Portrait de Ti’iwan Couchili près de son atelier, décembre 2014 © Paul-Aimé William
La peintre Ti’iwan Couchili a été élevée dans une famille enracinée dans trois nations autochtones de Guyane : Teko, Wayana et Wayãpi. Son enfance a été nourrie par les récits des ancien·nes, auprès desquel·les elle a fait l’apprentissage des techniques traditionnelles du maluwana1.
Ti’iwan Couchili, Maluwana, non daté, © Ti’iwan Couchili
Ti’iwan Couchili, Maluwana, non daté, © Ti’iwan Couchili
Depuis plus de trois décennies, elle pratique cet art qui naît d’un disque de bois sur lequel paraissent des figures mythiques non humaines, peintes en fonction de l’allure sphérique du support. Le maluwana est ensuite suspendu au plafond d’un tukusipan – un carbet circulaire ayant une fonction conviviale – afin d’embellir et de protéger cet habitat contre de mauvaises influences. Cette pratique a longtemps été exclusivement exercée par des hommes âgés : dans cette division sexuelle de la création, les femmes avaient interdiction de réaliser des maluwana. Elles étaient donc privées de l’apprentissage et de l’usage de cette culture vivante, au même titre que les enfants. Le régime patriarcal justifiait cette exclusion en invoquant de multiples dangers physiques, et même le risque de mort en cas de transgression.
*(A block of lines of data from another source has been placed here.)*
PR #2334, opened 2025-09-18
Determine Amulet total supply by ACS snapshot when possible

OriolMunoz-da:
Fixes https://github.com/hyperledger-labs/splice/issues/2279
Fixes https://github.com/hyperledger-labs/splice/issues/2254

compat tests: https://github.com/hyperledger-labs/splice/actions/runs/17920993127

### DIFF
--- a/apps/app/src/test/scala/org/lfdecentralizedtrust/splice/integration/plugins/UpdateHistorySanityCheckPlugin.scala
+++ b/apps/app/src/test/scala/org/lfdecentralizedtrust/splice/integration/plugins/UpdateHistorySanityCheckPlugin.scala
@@ -148,7 +148,7 @@ class UpdateHistorySanityCheckPlugin(
   private def checkScanTxLogScript(scan: ScanAppBackendReference)(implicit tc: TraceContext) = {
     val snapshotRecordTime = scan.forceAcsSnapshotNow()
     val amuletRules = scan.getAmuletRules()
-    val subtractHoldingFees: Boolean =
+    val amuletIncludesFees: Boolean =
       amuletRules.contract.payload.configSchedule.initialValue.packageConfig.amulet
         .split("\\.")
         .toList match {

Le travail plastique de Ti’iwan Couchili s’est construit systématiquement à partir d’« identités graphiques traditionnelles2 ». Elle réinterprète des bestiaires coutumiers issus de divers médiums – vannerie, perlerie, peintures faciales et corporelles, poterie – en les inscrivant dans une « modernité créatrice ». L’artiste défend ainsi ses œuvres comme des peintures à part entière, malgré les stéréotypes qui la réduisent à une autodidacte créant de l’artisanat et non de l’art légitime. Dans sa pratique, elle défie en permanence les normalisations de la peinture contemporaine, située entre hégémonie et suprématie, qui marginalise les créations, formations ou savoirs locaux hors du monde de l’art blanc. Par une approche de la répétition et de la variation, Ti’iwan Couchili réorganise l’espace visible immanent aux existant·es terrestres ou aquatiques du maluwana, en y associant de nouvelles physicalités et de puissants champs cognitifs qui offrent des questions internes et externes à sa communauté.
Ti’iwan Couchili, Tintukai, (Déforestation), non daté, © Ti’iwan Couchili
Ti’iwan Couchili, Tintukai, (Déforestation), détail, non daté, © Ti’iwan Couchili
Ti’iwan Couchili, Imprégnation mercurielle, 2011, © Paul-Aimé William
Depuis une quinzaine d’années, une partie de ses œuvres exposent les désordres sociaux et écologiques qu’endurent les communautés autochtones de Guyane : suicides, addictions, spoliation foncière, pollution des eaux, déforestation, imprégnation des animaux humains et non humains par les métaux lourds. Dans Imprégnation mercurielle et Tintukai [Déforestation], les motifs animaliers sont chacun accompagnés d’un phylactère descriptif composé du nom autochtone de l’être figuré et de son taux de mercure en microgrammes par gramme. Ces œuvres expriment la contamination environnementale au mercure constatée en Guyane depuis les années 1990 en raison de l’extraction historique de l’or puis de l’actuel orpaillage illégal. Ti’iwan Couchili alerte aussi sur le manque de prévention à l’égard de ce métal toxique à l’état primaire dans l’écosystème de la région, dont l’imprégnation est excessive notamment chez les autochtones. À ce titre, ses œuvres, qui politisent les continuités du matériel et du spirituel comme une partition, ont été exposées en dehors de la Guyane, au Tropiques Atrium de Fort-de-France, au musée des Confluences de Lyon et au musée d’Ethnographie de Genève.